I know an indica is what I'm looking for, just looking for the right one. 
any suggestions for strains that relax the body and slow down the brain. sativas sometimes make me feel like my mind is on overdrive. they make me over analyze everything so I'm looking for the oposite of that


----------



## ^NoR*[email protected] (Jul 15, 2011)

GDP if you can get your hands on some, GranDaddyPurp


----------



## tommy649 (Jul 15, 2011)

thanks man...unfortunately I'm bound to the seed's that are available online. I wish i could get the clones where i live.... I wish someone will self strains like GDP so they'd be more available to the wide public. anyways you got any suggestions for anything I can get in seed form?


----------



## vh13 (Jul 15, 2011)

I'll second the *GDP* suggestion. I've noticed quite a few *other purples* and purple crosses reduce anxiety as well.

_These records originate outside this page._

PR #2699, opened 2025-01-31
Update build_openstack_packages to support downstream gitlab

raukadah:
This pr:
    * Since downstream gerrit repos is moved to gitlab. Zuul works with gitlab and it clones the gitlab repos in 
       job   workspace. Use the zuul clonned content instead of clonning from gerrit or gitlab. As zuul already checks 
       out the source code. Let's reuse it for dlrn purpose by updating packages.yml.
    * Drop branch creation task as it is no longer needed.
    * For RHOS-18, downstream distgit uses rhoso-18 not rhos. It also updates the project.ini to reflect the same.
    
Note: While running build_openstack_packages in containers using make run_ctx_molecule, we are hitting following error in rpmbuild.log in CI and in local environment.
```
DEBUG: unshare(67239936) failed, falling back to unshare(131072)
ERROR: Namespace unshare failed.
 ```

Lots of stuff in the *blueberry* line of genetics is good as well, but is often a bit sedative.

*Northern Lights* is quite calming, but is heavier on the sedative side. Very appropriate for evening toke.

Is *East Coast Sour Diesel* available in seed? I dunno... but that one's really good too, though also a bit on the heavy sedative side as well.

Probably my all time favorite calm down strain is *Herijuana*. Heavy sedative medicine.

I don't know how your metabolism will react, but for a bit more sativa influence (better for daytime) mine agrees with things like: *Kali Mist* and *Super Silver Haze* or maybe *Satori*.


----------



## tommy649 (Jul 16, 2011)

thanks, I think a sedative effect would be quite beneficial for me so that's good.
I'll check out the strains you mentioned will try to pick one


----------



## crystalman (Jul 16, 2011)

i have anxiety to but for the most part i grew out of it , i think in time this will slowley go away , still have anxiety but nothing like when i was younger


----------



## vh13 (Jul 17, 2011)

Bump, for more suggestions from others.

And while I'm at it:



crystalman said:


> i have anxiety to but for the most part i grew out of it , i think in time this will slowley go away , still have anxiety but nothing like when i was younger


A large portion of my generalized anxiety has gone away with age too. But I also have a genetic condition that causes episodes of very heavy anxiety, among other things. Those clear headed indica strains are a godsend during those times.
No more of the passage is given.